Koalitionsverhandlungen

Union will Gesetz zur Prostitution verschärfen

Berlin - Die Union will in einer Koalition mit der SPD schärfere Regeln für die Prostitution durchsetzen. Das Prostitutionsgesetz müsse so geändert werden, dass Zwangsprostitution und Menschenhandel effektiver bekämpft werden.

Zudem solle die legale Prostitution schärfer reguliert werden, sagte die Vorsitzende der Frauenunion, Staatsministerin Maria Böhmer, der "Westdeutschen Allgemeinen Zeitung" (Samstagsausgabe). "Es kommt darauf an, dass jetzt gehandelt wird", sagte sie. Für eine Einigung mit der SPD sehe sie "gute Chancen".

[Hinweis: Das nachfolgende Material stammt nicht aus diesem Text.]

PR #449, opened 2022-06-08
Remove unnecessary address(0) reverts.

Jon-Becker:
## Motivation

Sometimes, reverting for the 0 address is a waste of gas. It's a check from when the solidity compiler was less strict with calldata lengths.

## Solution

I've removed 2 instances of this check where it might be unnecessary.  

- Lines 62-65 were removed because the initial owner shouldn't ever be the 0 address, unless the caller wants it to be the 0 address, in which case it seems pretty stupid on their part and a waste of gas regardless.

- Lines 205-209 can actually be removed because the check is redundant. If the conduitOwner wants the 0 address to be the newPotentialOwner, there's no real reason to not let that happen. The 0 address can't accept this offer, so ownership won't be transferred to them ever.

### DIFF
--- a/CONTRIBUTORS.md
+++ b/CONTRIBUTORS.md
@@ -56,3 +56,4 @@ dmfxyz                         | `dmfxyz.eth`
 daltoncoder                    | `dontkillrobots.eth`
 0xf4ce                         | `0xf4ce.eth`
 phaze                          | `phaze.eth`
+Jonathan Becker                | `jbecker.eth`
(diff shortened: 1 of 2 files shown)


Jon-Becker:
This is controversial and can be ignored if you want. I'll look into more substantial contributions soon.

0age:
Closing as we're not gas-constrained on the conduit controller; would love to see a followup PR with another contribution though!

Die schwarz-gelbe Koalition war im September mit einer geplanten Verschärfung des Prostitutionsgesetzes im Bundesrat an der Mehrheit der von SPD und Grünen regierten Ländern gescheitert. Das derzeit gültige Prostitutionsgesetz war vor zehn Jahren von der damaligen rot-grünen Bundesregierung verabschiedet worden.

Politikerinnen von SPD und Grünen warnten nun in der "WAZ" vor zu scharfen Bestimmungen. Ziel dürfe es nicht sein, "freiwillig ausgeübte Prostitution wieder in die Illegalität zu drängen", sagte die Abgeordnete Caren Marks von der SPD. Das würde die Gefahr von Ausbeutung und Gewalt "nur noch weiter vergrößern" statt die Frauen mit mehr Rechten zu stärken, warnte die nordrhein-westfälische Gesundheitsministerin Barbara Steffens (Grüne). "Prostitution gibt es, ob man sie gesetzlich untersagt oder nicht", fügte sie hinzu.